Please set down, exactly as written, the line containing "add petmad category" and every line after it through the end of the records.

--------------------------------

PR #166, opened 2025-07-25
add petmad category

DavideTisi:


ceriottm:
Maybe we can call it "Universal ML models" so it is less narrow? I agree that there's a growing number of PET-MAD-based examples, but still. That way, we can also include also FlashMD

--------------------------------

**Completed task:**
add petmad category

DavideTisi:


ceriottm:
Maybe we can call it "Universal ML models" so it is less narrow? I agree that there's a growing number of PET-MAD-based examples, but still. That way, we can also include also FlashMD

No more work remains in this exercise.